Hermano:
No sabemos exactamente por qué te detuviste. Quizá te mudaste. Quizá el trabajo se tragó el año. Quizá pasó algo en casa que no pudiste decir en voz alta en un salón lleno de hombres que parecían tenerlo todo bajo control. Quizá serviste una vez, no fue lo que esperabas, y fue más fácil desaparecer que explicar. Quizá simplemente te cansaste.
No te escribimos para preguntarte dónde has estado. Te escribimos porque hemos estado donde tú estás. La mayoría de nosotros nos alejamos en algún momento. Algunos nos estamos alejando ahora mismo y escribimos esto de todos modos, porque así se ve realmente el caminar — no una línea recta hacia arriba desde la montaña, sino mucho volver.
Esto es lo que creemos. La montaña fue real. Lo que Dios hizo en ti allá arriba fue real. Y nunca fue pensado para ser todo. El verdadero TOP empieza después — en cómo amas, sirves y vives cuando vuelves a casa, un martes cualquiera, sin que nadie te mire. Nadie nos lo dijo con suficiente claridad, y muchos hombres buenos bajaron de la montaña y en silencio perdieron el hilo. No por rebeldía. Por la vida.
Así que construimos esto. No es un programa. Es una puerta — varias puertas, en realidad, y solo necesitas abrir una. Ora con algunos de nosotros mañana por la mañana, cámara apagada, sin decir nada si quieres. Dinos tu ciudad y déjanos encontrarte un hermano cerca. Lee la página sobre eso que has estado cargando, y luego cuéntaselo a un hombre. Eso es todo. Eso es lo único que pedimos.
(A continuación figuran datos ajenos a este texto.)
PR #132, opened 2016-07-07
Rework UV shader parameters

peppsac:
Using descriptive names for uv/uv1 helps understanding the rendering
architecture.


peppsac:
This PR is now ready.

@gchoqueux r?

gchoqueux:
The UVs's tile contain geographic projection. Currently, there are 2 projections : PM (Pseudo Mercator) and WGS84. The geometry vertex use WGS84. Ideally, the tile geometry shouldn't have notions of geographic projections but only generic UVs. The tile should be build according to the required projection systems. 

I add new issue #138 

r+

PR #139, opened 2016-07-07
Test on Windows through AppVeyor, and use NPM prepublishOnly rather than prepublish

tbroyer:
Actually, I'm not really sure about this, because AppVeyor has a really strange concept of "account" vs "user".
The checks currently are at https://ci.appveyor.com/project/tbroyer/itowns2/build/1.0.1 (notice that it's linked to my account, not to some sort of organization). I can rename my "account" to "iTowns", and according to their documentations I (the "user")could be a "member" of another, personal, "account"; but I'm really not sure they'd let me **create** that other account.

So, well, this PR adds AppVeyor configuration, and that's what's important.  
But ultimately maybe someone who only intends to use AppVeyor for iTowns should sign-up there, rename his account to `iTowns` and create the job.  
In the mean time, I'm OK with having itowns2 under my personal AppVeyor account (as I intend to eventually use AppVeyor for other projects, I'm not going to rename my account), so if everyone's OK with seeing my name in the AppVeyor URLs, then that's OK.

### DIFF
--- a/package.json
+++ b/package.json
@@ -13,7 +13,7 @@
     "build": "webpack -p",
     "transpile": "cross-env BABEL_DISABLE_CACHE=1 babel src --out-dir lib",
     "start": "cross-env NODE_ENV=development webpack-dev-server -d --inline --hot",
-    "prepublish": "npm run build && npm run transpile"
+    "prepublishOnly": "npm run build && npm run transpile"
   },
   "files": [
     "*.md",
--- a/appveyor.yml
+++ b/appveyor.yml
@@ -1,0 +1,11 @@
+# See https://www.appveyor.com/docs/lang/nodejs-iojs
+install:
+  - ps: Install-Product node stable
+  - node --version
+  - npm --version
+  - npm ci
+
+test_script:
+  - npm test
+
+build: off


tbroyer:
@iTowns/reviewers Should we move this forward? or should I delete the hooks that currently build each push and PR? (and fails early by lack of `appveyor.yml` configuration)

gmaillet:
I'm not sure that AppVeyor is necessary for now if it's only for the building process (with no real tests).

tbroyer:
FWIW:
- we had a bug on Windows wrt builds (6a768b599adfbe405febbc4826feb832b5b9442d & 645087b5fd6b7b48b25ff4360369f671989023e9) so we could at least make sure that people on Windows can still build the project
- we're in the process of adding tests, so testing on Windows would be good. Also, `headless-gl` is said to work out-of-the-box on AppVeyor, contrary to Travis: https://github.com/stackgl/headless-gl#how-can-i-use-headless-gl-with-a-continuous-integration-service, so we could expect WebGL to work on IE11: https://www.appveyor.com/docs/installed-software#selenium

That said, I'm OK with delaying adding AppVeyor until we _do_ have tests!

autra:
@tbroyer do you mind if I close this? It has been open for 2 years, and I'm not sure it's really relevant any more (we currently use pupeeter for browser tests). WDYT?

tbroyer:
Not being a Windows users, I don't have a strong opinion on this.

I however still think it _could_ be useful to have automated feedback from Windows:
 * that developers on Windows still have a working environment
 * that tests pass on Windows

How about first trying to update that PR?

tbroyer:
Fwiw, updated PR ran OK on AppVeyor: https://ci.appveyor.com/project/tbroyer/itowns2/build/1.0.595

package.json
```diff
@@ -13,7 +13,7 @@
     "build": "webpack -p",
     "transpile": "cross-env BABEL_DISABLE_CACHE=1 babel src --out-dir lib",
     "start": "cross-env NODE_ENV=development webpack-dev-server -d --inline --hot",
-    "prepublish": "npm run build && npm run transpile"
+    "prepublishOnly": "npm run build && npm run transpile"
```
autra, line 16: From the commit message:

> Note that in CI (Travis and AppVeyor), "npm test" will
run "npm run build", so this scenario is still "tested".

I wholeheartedly support this change, although if I'm not mistaken, the `transpile` part is not run. If we switch to `prepublishOnly`, we should either add `transpile` to `build` or to `test`, or maybe both btw (is there a script name for that?)

autra (commented):
> Fwiw, updated PR ran OK on AppVeyor: https://ci.appveyor.com/project/tbroyer/itowns2/build/1.0.595

Oh so we might be nearer merging that than I initially thought, great!

> In the mean time, I'm OK with having itowns2 under my personal AppVeyor account (as I intend to eventually use AppVeyor for other projects, I'm not going to rename my account), so if everyone's OK with seeing my name in the AppVeyor URLs, then that's OK.

I don't mind. What's the worst that could happen? That you close your account? In this case, we'll just switch I guess. Or maybe AppVeyor *did* introduce something like organization account in the meantime?

Where is the url configured btw?

autra:
also, @tbroyer apparently something is wrong in the AppVeyor repo, because github webhook receives `{"message":"PR and project repositories do not match."}`. Maybe it's missing the renaming itowns -> itowns2 ?

tbroyer:
> I don't mind. What's the worst that could happen? That you close your account? In this case, we'll just switch I guess. Or maybe AppVeyor did introduce something like organization account in the meantime?

They did! https://www.appveyor.com/docs/team-setup/
I added @iTowns/psc as "admin" and @iTowns/reviewers as "user".
Builds will now be at https://ci.appveyor.com/project/iTowns/itowns (only change I made from the default configuration: I checked "ignore branches without `appveyor.yml`")

I also removed the webhook and deleted the project from my personal account.

package.json
tbroyer: Isn't transpiling already done when compiling? I mean, Babel runs as part of the Webpack build; it does not output ES5 to disk, but this is mostly equivalent in all other aspects, right?

autra: I guess it is, you're right. Actually, I thought we needed the `lib/` folder for unit tests, but actually sources are compiled on the fly by mocha apparently. I think I mixed up with the old version of integration tests, before we used puppeeter.

zarov:
It seems to block some PR, why is that ? See for example https://github.com/iTowns/itowns/pull/798

autra (approved):
LGTM! Glad to see this happening.

@tbroyer can you edit your commit messages by prefixing them with `test:` for the first one and `chore:` for the second? We're trying to adopt a convention for them to automatically generate changelogs, see #518.

Thanks again for resurrecting this!

tbroyer:
> can you edit your commit messages

Done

No te vamos a prometer que tu matrimonio se arregla, ni que la ansiedad desaparece, ni que nunca vas a volver a caer. No lo sabemos, y quien lo prometa está vendiendo algo. Te prometemos esto: no vas a estar solo en esto. Cuando caigas, alguien va a contestar. Cuando te quedes callado, alguien lo va a notar. Cuando estés listo para servir, hay un lugar — y si nunca estás listo, sigues siendo nuestro hermano.
No te han olvidado. Escribe cuando estés listo. No nos vamos a ninguna parte.